> [Problem statement] Scan the records below. Copy every line in which the word "through" appears.

:: Given data

PR #409, opened 2014-01-17
Fix bug in scala cogroup.flatMap

aljoscha:
Did fail with null pointer exception when one of the inputs is empty.


rmetzger:
Thanks for the fix. Commited in 418fb21ff886cd4be782c2499e7548c0303baad6

Issue #411, opened 2014-01-18
Change title of website start page


fhueske:
Google shows the title of the start page in is search results.
For stratosphere.eu that is currently: 
"Stratosphere >> Overview"
which is not telling anything.

I propose to change the page title to:
"Stratosphere - Big Data looks tiny from here"
or
"Stratosphere - Next Generation Big Data Analytics"

Google's more detailed explaining text is also not well chosen and should be updated. Currently it is:
"Stratosphere extends the well-known MapReduce model with new operators. These operators represent many common data analysis tasks more naturally and ..."

uce:
I agree and I've pushed the following changes:

Title from _Overview_ to _Next Generation Big Data Analytics Platform_.

The _description_ metatag is now the same as the first paragraph of the startpage:

> Stratosphere is the next generation Big Data Analytics Platform. It combines the strengths of MapReduce/Hadoop with powerful programming abstractions in Java and Scala and a high performance runtime. Stratosphere has native support for iterations, incremental iterations, and programs consisting of large DAGs of operations."

fhueske:
Well, actually Google ignores the description meta tag if it is identical on most pages of the website.
That's why I extracted it. Will rebase and update my PR.

uce:
OK, thanks! :-)

PR #412, opened 2014-01-19
Some search engine optimization for the website.

fhueske:
Updated title of start page from "Stratosphere > Overview" to "Stratosphere > Next-Generation Big Data Analytics".

Extracted static meta description and keywords from layout. 
Set individual descriptions and keywords for the most important pages.

Search engines (at least Google) penalize identical description and keyword meta data on multiple pages.

This should give us a better search result entries (title + description) and hopefully also better keyword coverage.

This PR resolves issue #411


uce:
See #411.

PR #415, opened 2014-01-20
Added reflective Avro type

StephanEwen:


StephanEwen:
Yes, I agree, SAvroValue is not too nice. How about
- AvroValueBase
- AvroValueHolder

uce:
AvroBaseValue to keep the Value suffix?

Issue #414, opened 2014-01-20
Adjust CsvOutputFormat to take data types through constructor


StephanEwen:
Refactor the CsvOutputFormat the same way as the CsvInputFormat to accept the types through the constructor or a setter. The config builder should remain for compatibility and detailed confuguration (sparse records)

PR #417, opened 2014-01-20
Changed CsvOutputFormat constructor to support additional arguments

skunert:
I changed the CsvOutputFormat constructor to support non-generic instantiation.

### DIFF
--- a/stratosphere-java/src/main/java/eu/stratosphere/api/java/record/io/CsvOutputFormat.java
+++ b/stratosphere-java/src/main/java/eu/stratosphere/api/java/record/io/CsvOutputFormat.java
@@ -160,8 +160,16 @@ public class CsvOutputFormat extends FileOutputFormat {
 		this.recordPositions = new int[types.length];
 		for (int i = 0; i < types.length; i++) {
 			if (types[i] == null)
-				throw new IllegalArgumentException("Invalid Constructor Parameter: No type class for parameter " + (2 + i));
+				throw new IllegalArgumentException("Invalid Constructor Parameter: No type class for parameter " + (2 * i));
 			this.recordPositions[i] = i;
+		}
+		
+		if (this.fieldDelimiter == null) {
+			this.fieldDelimiter = ",";
+		}
+		
+		if (this.recordDelimiter == null) {
+			this.recordDelimiter = "\n";
 		}
 	}
 	
--- a/stratosphere-java/src/main/java/eu/stratosphere/api/java/record/io/CsvOutputFormat.java
+++ b/stratosphere-java/src/main/java/eu/stratosphere/api/java/record/io/CsvOutputFormat.java
@@ -85,14 +85,11 @@ public class CsvOutputFormat extends FileOutputFormat {
 
 	private boolean lenient;
 
-	private boolean genericInstantiation;
-
 	// --------------------------------------------------------------------------------------------
 	// Constructors and getters/setters for the configurable parameters
 	// --------------------------------------------------------------------------------------------
 
 	public CsvOutputFormat() {
-		genericInstantiation = true;
 	}
 
 	/**
@@ -155,8 +152,6 @@ public class CsvOutputFormat extends FileOutputFormat {
 		this.lenient = false;
 
 		setTypes(types);
-		
-		genericInstantiation = false;
 	}
 	
 	public void setTypes(Class<? extends Value>... types) {
@@ -168,7 +163,6 @@ public class CsvOutputFormat extends FileOutputFormat {
 				throw new IllegalArgumentException("Invalid Constructor Parameter: No type class for parameter " + (2 + i));
 			this.recordPositions[i] = i;
 		}
-		genericInstantiation = false;
 	}
 	
 	public void setLenient(boolean lenient) {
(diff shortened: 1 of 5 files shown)


rmetzger:
This pull-request implements https://github.com/stratosphere/stratosphere/issues/414

stratosphere-java/src/main/java/eu/stratosphere/api/java/record/io/CsvOutputFormat.java
```diff
@@ -85,14 +85,78 @@
...
+	}
+	
+	/**
+	 * Creates an instance of CsvOutputFormat. The position of the fields in the record is determined by the order in which the classes are given to this constructor.
+	 * As the default value for separating records '\n' is used. The default field delimiter is '|'.
+	 * @param fieldDelimiter The delimiter that is used to separate the different fields in the record.
+	 * @param types The types of the fields that are in the record.
+	 */
+	public CsvOutputFormat(Class<? extends Value> ... types) {
+		this("\n", "|", types);
```
rmetzger: Can you use "," as the default separator? 
The thing is called "CSV" ... ;)

stratosphere-java/src/main/java/eu/stratosphere/api/java/record/io/CsvOutputFormat.java
```diff
@@ -85,14 +85,78 @@
...
 	
+	/**
+	 * Creates an instance of CsvOutputFormat. The position of the fields in the record is determined by the order in which the classes are given to this constructor.
+	 * 
+	 * @param recordDelimiter The delimiter that is used to separate the different records.
+	 * @param fieldDelimiter The delimiter that is used to separate the different fields in the record.
+	 * @param types The types of the fields that are in the record.
+	 */
+	public CsvOutputFormat(String recordDelimiter, String fieldDelimiter, Class<? extends Value> ... types) {
+		if (recordDelimiter == null)
```
rmetzger: we use always braces { .. } for if etc.

stratosphere-java/src/main/java/eu/stratosphere/api/java/record/io/CsvOutputFormat.java
```diff
@@ -85,14 +85,78 @@
...
+		}	
+		genericInstantiation = false;
+	}
 
 	@Override
 	public void configure(Configuration parameters)
 	{
 		super.configure(parameters);
 		
+		if (!genericInstantiation)
```
rmetzger: Lets see if somebody else has an objection here.
It should all work with this check here. 
This method is also called on all the machines where the CsvFile is written to configure it. (In that case, the framework creates and instance using the default constructor and calls configure()).

StephanEwen:
Looks good in most parts, I'll give some comments inline.

Also, please reformat the code for a wider line-width ( >= 120 ). We are in the era of larger screens and higher resolutions ;-) Most classes assume 120 chard line width.

stratosphere-java/src/main/java/eu/stratosphere/api/java/record/io/CsvOutputFormat.java
```diff
@@ -49,231 +49,343 @@
  */
 public class CsvOutputFormat extends FileOutputFormat {
 	private static final long serialVersionUID = 1L;
-	
+
```
StephanEwen, line 52: Can you please remove the `pact` prefix from all the config key strings.

stratosphere-java/src/main/java/eu/stratosphere/api/java/record/io/CsvOutputFormat.java
```diff
@@ -49,231 +49,343 @@
...
+		if (types.length == 0) {
+			throw new IllegalArgumentException("No field types given.");
+		}
+
+		this.fieldDelimiter = fieldDelimiter;
+		this.recordDelimiter = recordDelimiter;
+		this.numFields = types.length;
+
+		@SuppressWarnings("unchecked")
+		Class<Value>[] classes = new Class[types.length];
```
StephanEwen: Can't you just assign `this.classes = types`?

stratosphere-java/src/main/java/eu/stratosphere/api/java/record/io/CsvOutputFormat.java
```diff
@@ -49,231 +49,343 @@
...
-	public void configure(Configuration parameters)
-	{
+	public void configure(Configuration parameters) {
 		super.configure(parameters);
-		
+
+		if (!genericInstantiation)
+			return;
+
 		this.numFields = parameters.getInteger(NUM_FIELDS_PARAMETER, -1);
```
StephanEwen: How about checking here for the following conditions:
- `numFields == -1 && this.classes != null`  --> Types via parameters. Good!
- `numFields > 0 && this.classes == null` --> Types via config object. Good!
- `numFields == -1 && this.classes == null` --> Neither of both, error!
- `numFields >0 && this.classes != null` --> Both at the same time, error!

This would also not silently ignore the config, is the parameters are set.

StephanEwen:
Please avoid reformatting source. It makes the diffs impossible to read. Right now, I cannot really figure out where you really changed something and where the formatter changed something.

StephanEwen:
It would also be nice to add a setter for the types, as another way to set the types in addition to the constructor.

stratosphere-java/src/main/java/eu/stratosphere/api/java/record/io/CsvOutputFormat.java
skunert: Maybe I am missing something here, when you instantiate a CsvOutputFormat via the new constructor, the numFields is set as well as the classes. Thus, I can only differentiate between generic instantiation and parameters. Could you explain what you mean by silently ignoring the config?

skunert:
I think the issues you mentioned are fixed.

rmetzger:
I merged together the 7 commits into one and removed some empty lines.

::::

> [Answer box]
Adjust CsvOutputFormat to take data types through constructor
Refactor the CsvOutputFormat the same way as the CsvInputFormat to accept the types through the constructor or a setter. The config builder should remain for compatibility and detailed confuguration (sparse records)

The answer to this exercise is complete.